When Woody finally gave the okay they left the piers and drove slowly up Doremus, through the strange harsh odors of the industrial wasteland fronting Newark Bay. It was a long straight road, and there was more than enough daylight for them to take careful note of anyone behind them. They stayed on Doremus over Passaic to Market Street where they stopped for a leisurely dinner in a Mr. D-owned joint with a window seat that gave them a view of their shiny new car. Then, when the evening was sufficiently advanced for downtown traffic to have abated, the Street Brothers headed west on Springfield Avenue, planning to take Route 124 straight up to the factory in Morristown where the goods would be cut and packaged. It was a milk run, but it merited every precaution because it had a significant potential downside. Their cargo, by the time it hit the retail trade, would yield $5 million.

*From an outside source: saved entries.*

PR #3913, opened 2020-01-07
global: addition of poetry

drjova:


Dockerfile
```diff
@@ -64,7 +64,10 @@ RUN npm install -g \
...
- pip install --no-cache-dir --upgrade setuptools && \
- pip install --no-cache-dir --upgrade wheel && \
- pip install --no-cache-dir -e .[all,xrootd] -r requirements.txt
+ENV PATH="/root/.poetry/bin:${PATH}" \
+    POETRY_VIRTUALENVS_CREATE=false
+
+RUN curl -sSL https://raw.githubusercontent.com/python-poetry/poetry/master/get-poetry.py | python \
+    && poetry --version
+
+RUN poetry install -E all
```
pazembrz: Maybe you should also add `-n` for no interaction.

docker-compose.deps.yml
```diff
@@ -27,7 +27,7 @@ services:
     extends:
       file: services.yml
       service: base
-    command: pip install --editable .[all] --find-links /pip-cache --pre --requirement requirements.txt --upgrade
+    command: poetry install -E all
```
pazembrz: same

Dockerfile
michamos: no `xrootd` on purpose?

docker-compose.deps.yml
```diff
@@ -27,7 +27,7 @@ services:
     extends:
```
michamos: so `docker-compose -f docker-compose.deps.yml run --rm pip` now runs `poetry` maybe also change the name of the service?

docker-compose.deps.yml
```diff
@@ -27,7 +27,7 @@ services:
...
       file: services.yml
       service: base
-    command: pip install --editable .[all] --find-links /pip-cache --pre --requirement requirements.txt --upgrade
+    command: bash -c "pip install poetry && poetry export --without-hashes -f requirements.txt > requirements.txt && pip install --pre --requirement requirements.txt"
```
pazembrz: You should also install here inspirehep itself

drjova:
@pazembrz updated

PR #3934, opened 2020-02-04
holdingpen: Show more than 10k in boxes total number

miguelgrc:
* INSPIR-3108


miguelgrc:
Not testing it since it requires to create 10k+ workflows, which takes several minutes so it's not worth it. This change only affects UI anyway.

Springfield Avenue runs uphill as it approaches the center of Newark from the east. The two men were cruising sedately up this hill when they encountered a crowd of people running full tilt down toward them.
There was only one car in front of theirs. Vince saw its taillights go on and said, “Now what?”
Then the crowd swallowed them. A trash can cracked the rear window. People began rocking the car. Woody drew his gun but the car rolled and in the chaos of being upset there was nothing to shoot at. Black arms hauled them onto the street. Angry eyes saw the suits and the gun, mistook the men for undercover cops. They were lucky to escape with concussions and bruises.
Earlier that evening, while the Street Brothers had been eating their dinners, the pigs had been making a rough and very visible bust on a cab driver named John Smith. He was hauled into the 4th Precinct station house where, as the rumor ran, further beatings led to his death.
In Newark, against a backdrop of poverty, unemployment, decayed housing, and discrimination, racial tensions had been ramping up all summer, and the locals were seething with frustration. The cops, while aware of this, were not sensitive to it. In fact, they didn’t give a fuck what the niggers thought.
As it happened, the 4th Precinct was just across the street from Hayes Homes, a large and particularly dysfunctional welfare housing development. When the residents at Hayes got wind of what was happening with their brother John Smith, they went into the streets. The cops responded by pouring out of the station like angry bees, maybe a dozen of them in riot gear, laying around them with batons, aiming to put people down.
However, to their considerable surprise, this time the people did not go down. After the first few heads got busted, bricks began to fly. More brothers and sisters came out and the infuriated crowd swelled—the papers said four hundred, but it was more like a thousand—pushing the pig back into his pen, then spilling down the scabrous blight that was Springfield Avenue, a single rage-drunk organism out to avenge three centuries of rotten history. That shiny bauble, the Porsche, with its two nattily attired honkies, was irresistible.